___ Working data

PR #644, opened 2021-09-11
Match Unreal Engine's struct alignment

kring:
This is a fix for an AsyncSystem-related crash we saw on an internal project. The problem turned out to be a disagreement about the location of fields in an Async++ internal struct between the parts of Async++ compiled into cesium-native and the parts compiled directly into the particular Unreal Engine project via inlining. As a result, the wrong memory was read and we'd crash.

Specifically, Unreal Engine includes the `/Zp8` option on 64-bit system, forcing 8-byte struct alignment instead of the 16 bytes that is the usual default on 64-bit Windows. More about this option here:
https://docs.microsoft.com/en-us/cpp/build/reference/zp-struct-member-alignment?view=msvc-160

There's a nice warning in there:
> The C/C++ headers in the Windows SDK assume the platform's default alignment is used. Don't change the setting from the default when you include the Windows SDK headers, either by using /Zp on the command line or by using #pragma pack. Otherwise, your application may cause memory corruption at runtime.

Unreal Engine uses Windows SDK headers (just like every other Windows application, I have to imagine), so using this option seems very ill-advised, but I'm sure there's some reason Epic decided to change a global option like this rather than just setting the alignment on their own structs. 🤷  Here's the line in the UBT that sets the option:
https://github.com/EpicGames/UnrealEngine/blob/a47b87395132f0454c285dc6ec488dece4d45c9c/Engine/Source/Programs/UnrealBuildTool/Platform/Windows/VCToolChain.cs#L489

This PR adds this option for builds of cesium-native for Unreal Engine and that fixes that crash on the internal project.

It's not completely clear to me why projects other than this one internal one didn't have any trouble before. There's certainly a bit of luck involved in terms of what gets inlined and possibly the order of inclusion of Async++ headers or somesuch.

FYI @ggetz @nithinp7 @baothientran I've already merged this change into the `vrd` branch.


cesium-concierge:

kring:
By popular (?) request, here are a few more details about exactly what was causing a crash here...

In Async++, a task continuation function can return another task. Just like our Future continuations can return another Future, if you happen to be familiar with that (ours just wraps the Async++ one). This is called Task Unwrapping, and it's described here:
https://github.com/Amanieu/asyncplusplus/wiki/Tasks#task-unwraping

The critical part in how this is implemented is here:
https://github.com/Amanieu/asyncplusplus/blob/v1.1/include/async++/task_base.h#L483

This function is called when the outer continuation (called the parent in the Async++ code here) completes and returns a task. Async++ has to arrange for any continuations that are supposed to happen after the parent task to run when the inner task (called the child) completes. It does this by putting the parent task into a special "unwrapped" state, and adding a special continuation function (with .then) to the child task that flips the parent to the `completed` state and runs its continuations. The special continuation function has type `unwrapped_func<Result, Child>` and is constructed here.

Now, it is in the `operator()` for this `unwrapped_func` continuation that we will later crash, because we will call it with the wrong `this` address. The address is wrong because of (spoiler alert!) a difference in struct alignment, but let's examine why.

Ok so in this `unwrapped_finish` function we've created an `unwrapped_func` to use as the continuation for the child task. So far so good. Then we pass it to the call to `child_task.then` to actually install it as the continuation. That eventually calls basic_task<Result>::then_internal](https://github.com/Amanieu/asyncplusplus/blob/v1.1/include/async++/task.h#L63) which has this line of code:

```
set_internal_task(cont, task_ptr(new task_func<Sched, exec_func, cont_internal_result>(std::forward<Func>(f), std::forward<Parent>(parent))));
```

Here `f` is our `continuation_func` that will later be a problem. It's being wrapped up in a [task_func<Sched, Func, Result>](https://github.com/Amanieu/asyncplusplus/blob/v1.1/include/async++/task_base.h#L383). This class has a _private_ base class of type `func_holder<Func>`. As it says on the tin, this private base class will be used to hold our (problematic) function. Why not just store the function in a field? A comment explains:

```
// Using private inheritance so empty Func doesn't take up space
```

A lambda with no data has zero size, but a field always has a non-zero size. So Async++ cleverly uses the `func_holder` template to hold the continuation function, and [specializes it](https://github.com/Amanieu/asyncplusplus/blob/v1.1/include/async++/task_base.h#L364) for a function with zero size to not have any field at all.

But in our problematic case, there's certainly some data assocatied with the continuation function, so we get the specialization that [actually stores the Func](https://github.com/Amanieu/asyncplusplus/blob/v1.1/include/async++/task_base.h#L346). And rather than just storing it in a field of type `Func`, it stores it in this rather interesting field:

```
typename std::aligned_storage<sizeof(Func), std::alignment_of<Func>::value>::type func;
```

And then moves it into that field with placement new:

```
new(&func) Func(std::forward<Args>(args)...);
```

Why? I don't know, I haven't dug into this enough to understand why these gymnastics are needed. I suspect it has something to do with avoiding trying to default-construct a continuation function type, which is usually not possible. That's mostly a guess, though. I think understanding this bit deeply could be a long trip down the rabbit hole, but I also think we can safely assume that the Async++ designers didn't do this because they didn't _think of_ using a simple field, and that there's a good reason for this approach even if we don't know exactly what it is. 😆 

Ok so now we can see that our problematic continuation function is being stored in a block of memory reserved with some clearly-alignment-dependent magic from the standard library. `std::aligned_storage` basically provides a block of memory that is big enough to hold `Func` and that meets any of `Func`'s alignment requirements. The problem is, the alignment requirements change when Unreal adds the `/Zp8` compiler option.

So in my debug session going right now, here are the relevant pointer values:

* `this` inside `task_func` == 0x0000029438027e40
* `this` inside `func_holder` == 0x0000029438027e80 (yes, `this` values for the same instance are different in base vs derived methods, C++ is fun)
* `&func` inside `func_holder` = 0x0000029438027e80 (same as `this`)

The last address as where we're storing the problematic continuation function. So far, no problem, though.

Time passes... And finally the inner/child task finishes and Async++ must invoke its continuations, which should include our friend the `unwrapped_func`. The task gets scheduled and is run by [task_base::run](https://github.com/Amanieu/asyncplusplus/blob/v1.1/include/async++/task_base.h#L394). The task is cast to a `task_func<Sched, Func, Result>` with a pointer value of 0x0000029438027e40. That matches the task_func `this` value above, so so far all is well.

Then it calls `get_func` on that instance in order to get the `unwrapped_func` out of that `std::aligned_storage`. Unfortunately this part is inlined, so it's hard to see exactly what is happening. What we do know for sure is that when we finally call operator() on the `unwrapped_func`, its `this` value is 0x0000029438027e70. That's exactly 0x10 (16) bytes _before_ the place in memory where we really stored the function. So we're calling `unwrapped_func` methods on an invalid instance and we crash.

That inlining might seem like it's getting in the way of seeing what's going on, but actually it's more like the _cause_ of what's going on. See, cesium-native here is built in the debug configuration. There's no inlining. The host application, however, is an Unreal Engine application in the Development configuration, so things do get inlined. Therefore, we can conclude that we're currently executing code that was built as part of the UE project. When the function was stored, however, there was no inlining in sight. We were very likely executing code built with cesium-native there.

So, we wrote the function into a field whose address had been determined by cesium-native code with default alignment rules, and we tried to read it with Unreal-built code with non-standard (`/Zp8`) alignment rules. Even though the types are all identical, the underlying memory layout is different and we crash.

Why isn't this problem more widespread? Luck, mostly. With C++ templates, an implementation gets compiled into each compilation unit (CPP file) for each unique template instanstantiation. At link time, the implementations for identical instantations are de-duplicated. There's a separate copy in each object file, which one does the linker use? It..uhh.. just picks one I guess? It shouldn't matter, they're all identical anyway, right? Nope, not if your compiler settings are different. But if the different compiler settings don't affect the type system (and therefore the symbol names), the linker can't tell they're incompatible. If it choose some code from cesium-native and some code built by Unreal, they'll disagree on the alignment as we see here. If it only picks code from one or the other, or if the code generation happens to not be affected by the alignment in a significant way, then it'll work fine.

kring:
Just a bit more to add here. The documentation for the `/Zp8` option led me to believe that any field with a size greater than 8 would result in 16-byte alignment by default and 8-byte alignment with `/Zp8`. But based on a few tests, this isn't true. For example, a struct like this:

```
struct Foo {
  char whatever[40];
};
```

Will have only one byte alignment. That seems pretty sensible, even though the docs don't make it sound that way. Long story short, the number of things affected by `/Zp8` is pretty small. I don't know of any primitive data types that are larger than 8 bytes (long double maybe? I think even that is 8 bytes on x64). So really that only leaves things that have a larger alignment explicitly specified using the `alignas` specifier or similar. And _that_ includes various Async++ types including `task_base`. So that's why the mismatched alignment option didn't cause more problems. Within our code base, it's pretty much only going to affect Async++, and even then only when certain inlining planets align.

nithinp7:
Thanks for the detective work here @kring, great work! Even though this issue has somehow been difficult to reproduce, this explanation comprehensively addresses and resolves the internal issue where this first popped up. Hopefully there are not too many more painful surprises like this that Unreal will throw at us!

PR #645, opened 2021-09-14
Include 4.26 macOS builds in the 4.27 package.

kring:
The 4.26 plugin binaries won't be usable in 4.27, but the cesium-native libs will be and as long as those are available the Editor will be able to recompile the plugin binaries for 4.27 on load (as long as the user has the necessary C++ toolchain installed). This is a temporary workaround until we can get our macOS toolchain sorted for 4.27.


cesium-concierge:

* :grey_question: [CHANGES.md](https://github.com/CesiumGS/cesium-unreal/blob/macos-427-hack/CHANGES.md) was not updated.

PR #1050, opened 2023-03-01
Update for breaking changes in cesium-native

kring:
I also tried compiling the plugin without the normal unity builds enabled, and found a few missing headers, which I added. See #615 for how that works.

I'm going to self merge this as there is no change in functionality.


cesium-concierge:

______

> _Work item_: List the lines of the entries that include "used".

> _Exercise answer_:
> The C/C++ headers in the Windows SDK assume the platform's default alignment is used. Don't change the setting from the default when you include the Windows SDK headers, either by using /Zp on the command line or by using #pragma pack. Otherwise, your application may cause memory corruption at runtime.
Here `f` is our `continuation_func` that will later be a problem. It's being wrapped up in a [task_func<Sched, Func, Result>](https://github.com/Amanieu/asyncplusplus/blob/v1.1/include/async++/task_base.h#L383). This class has a _private_ base class of type `func_holder<Func>`. As it says on the tin, this private base class will be used to hold our (problematic) function. Why not just store the function in a field? A comment explains:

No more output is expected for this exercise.